Lots of waffling in the Guardian lately about passwords – but they’re not really the problem they’re portrayed as.
Despite all the people offering horribly complex solutions to the problem, you don’t need to create long strings of letters, numbers, and random bits of punctuation which will get you a pat on the back from the Password Fairies (and IT geeks), who love such things, but which you will never get right unless you write them down, and that rather negates their purpose. Life doesn’t need to be so tedious to be secure.
As a basic, all-purpose, not very important password, I use my father’s first name. He hated it, and never used it – he went through his entire life known by his middle name to everyone but his parents, and they only ever used an abbreviated version of his first name.
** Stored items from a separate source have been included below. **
PR #6157, opened 2024-04-05
feat: typescript and esm in preflight

### LINKED ISSUE #3013: Using ESM in external preflight function fails

MarkMcCulloh:
Fixes #3013

~TODO~
- [x] Check benchmarks to make sure happy path perf isn't hurt
- [x] Windows
- [x] ~Add e2e test to verify fix for `"type": "module"`~ Doesn't fix that issue anymore
- [x] Docs to officially sanction using ts in both preflight and inflight via extern


examples/tests/valid/extern_implementation.test.w
```diff
@@ -1,12 +1,12 @@
...
-  extern "./external_js.js" static inflight getUuid(): str;
-  extern "./external_js.js" static inflight getData(): str;
-  extern "./external_js.js" pub static inflight print(msg: str): void;
-  extern "./external_js.js" pub static preflightBucket(bucket: cloud.Bucket, id: str): Json;
+  extern "./external_ts.ts" pub static getGreeting(name: str): str;
+  extern "./external_ts.ts" static inflight regexInflight(pattern: str, text: str): bool;
+  extern "./external_ts.ts" static inflight getUuid(): str;
+  extern "./external_ts.ts" static inflight getData(): str;
+  extern "./external_ts.ts" pub static inflight print(msg: str): void;
+  extern "./external_ts.ts" pub static preflightBucket(bucket: cloud.Bucket, id: str): void;
```
Chriscbr, line 9: Is `.js` not supported anymore? (wondering why all of these are changed)

libs/wingcompiler/preflight.shim.js
```diff
@@ -0,0 +1,58 @@
...
+  throw new Error("Missing environment variable WING_JITI_ENTRYPOINT");
+}
+const entrypoint = JSON.parse(process.env.WING_JITI_ENTRYPOINT);
+delete process.env.WING_JITI_ENTRYPOINT;
+
+const jiti = require("jiti")(__filename, {
+  sourceMaps: true,
+  interopDefault: true,
+});
+jiti(entrypoint);
```
Chriscbr, line 56: Wouldn't this mean code produced by `wingc` needs to be executed through `jiti` in order to work (i.e. we're taking `jiti` as a hard dependency)? It looks like there's a substantial performance cost from the benchmarks.

I feel like we should be aiming to reduce the number of special requirements needed in order to run JavaScript `wingc` produced by wingc. Doing so would make the generated code interoperable with more JavaScript runtimes and make it easier to swap out Node.js with Deno or Bun etc. It would also make it a lot easier to debug (have a problem deep in some Wing project? Just modify the JS and run `node preflight.js`).

In the experimental Rust-based CLI, we're able to execute `preflight.js` via Node (just by passing a few extra environment variables -- it might be possible to refactor some of these ways), but it doesn't use jiti, so supporting TypeScript like this would break it.

examples/tests/valid/extern_implementation.test.w
MarkMcCulloh: It is. I only changed one file, there are other usages of .js extern.

Honestly though if extern supports .ts in both preflight and inflight, I expect most people to default to .ts.

libs/wingcompiler/preflight.shim.js
MarkMcCulloh: > Wouldn't this mean code produced by wingc needs to be executed through jiti in order to work (i.e. we're taking jiti as a hard dependency)?

Only if needs to run execute modules that didn't already work (typescript or esm)

> It looks like there's a substantial performance cost from the benchmarks.

True, locally the overhead wasn't so bad. I'm considering other options.

> I feel like we should be aiming to reduce the number of special requirements needed in order to run JavaScript wingc produced by wingc. Doing so would make the generated code interoperable with more JavaScript runtimes and make it easier to swap out Node.js with Deno or Bun etc.

This PR shouldn't harm compat with other runtimes, jiti works in other runtimes. If anything, the purpose is to try to make all runtimes work the same. Also in general I don't see harm in injecting special logic into emitted preflight js since its lifecycle is completely handled within wing's toolchain.

> (have a problem deep in some Wing project? Just modify the JS and run node preflight.js)

Is this a design goal? If so, then introducing jiti as part of preflight.js is not unreasonable. We would also need to add the overload to module resolution that's missing in preflight.js regardless of .ts support

Chriscbr: > Also in general I don't see harm in injecting special logic into emitted preflight js since its lifecycle is completely handled within wing's toolchain.

That's a fair point. I guess my concern's that adding support for ESM through this third party dependency (versus through a more mainstream means, like just relying on Node's native ESM support) could lead to unexpected compatibility or maintenance issues in the future.

The same also goes for running TypeScript files directly -- if we're promising interop with TypeScript, running it with `jiti` feels risky if only because it's not sanctioned by TypeScript or Node (though it looks like they are thinking on it - see https://github.com/nodejs/node/issues/43818). But if the risk seems small / is ok with you then I'm cool rolling with it.

----

Outta curiosity, is it possible to inline `jiti` directly within preflight.js? Also if it's only necessary for running ESM / TypeScript code, is it possible to adapt this somehow so we only pay for the cost of it when we're requiring those respective modules?

Further question: would this mean that inflight code (using imported ESM JavaScript libraries) also need to use `jiti`? Or else would there be some differences between how preflight and inflight code execute?

MarkMcCulloh: If we want ESM and typescript support to work in a predictable way, I think we'll always need something like jiti (even if we implement it ourselves).
For example, node has no builtin way of synchronously importing an ESM module. This is something bun supports that is useful for us.

> Outta curiosity, is it possible to inline jiti directly within preflight.js? Also if it's only necessary for running ESM / TypeScript code, is it possible to adapt this somehow so we only pay for the cost of it when we're requiring those respective modules or extern functions?

This will have to be the approach I think. I'm probably going to put this code into wingsdk to basically make this the compiler-internal way of loading externs.

> Further question: would this mean that inflight code (using imported ESM JavaScript libraries) also need to use jiti? Or else would there be some differences between how preflight and inflight code execute?

Inflight code would not need jiti because it has already been going through the same process (esbuild is transforming it), so if anything this better aligns how preflight and inflight execute. Now the primary difference is that inflight is bundled while preflight isn't. Jiti also uses babel by default, although I was going to try using esbuild instead.

eladb (approved):

examples/tests/invalid/extern_static.test.w
Chriscbr, line 1: Can we add a test checking that extern TypeScript methods work when they're defined in a non-entrypoint files?

Chriscbr (approved):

And I’m the only living person who knows what that name was – so who’s going to figure it out?
Someone who knows me very well, and knew my father and mother, and where and when they where born, could do some genealogical research and maybe find out, but there is nobody like that alive, bar me. And who would care that much anyway, when there are far easier targets?
For more security I use a date from an event in Tolkien’s tales – and there are just so many of those to choose from. And this one is in one of the more obscure calendars not, say, Shire Reckoning. True, someone could build a program to cycle through all the dates Tolkien ever published, and in every calendar variant, but it’d take an absurd amount of time and effort, so it’s effectively secure.
For other passwords I use book titles, written as all one word and in lower case, and with the initial definite or indefinite article, if there is one, omitted. Given all the books in the world, or even just the books I own/have read, that’s as secure as it gets. Who, for example, would ever figure out dietforasmallplanet, to pick a book at random that’s in view right now? And no, that’s not one I use.
All those are bombproof – and yet the Password Fairies don’t like them, because Password Fairies are fundamentally stupid, and in love with random number generators. So when the Password Fairies insist I add a number, I add my age. Not the age I am now, but the age I once was when I used it as part of the code for a combination lock which, of course, no-one knows but me. OK, currently there are 65 possibilities for that number, but as there’s no way of telling what it’s combined with, that’s no help.
All the passwords I use are easy to remember, and while they’re not 100% secure – nothing is; if somebody wants to nail you badly enough, they will – but the amount of effort needed to crack them would be so disproportionately high it simply wouldn’t be worth while. Hell, I’m just a blogger, not a bank, a multi-national company, a utilities company, or any of the other targets hackers like to fuck with.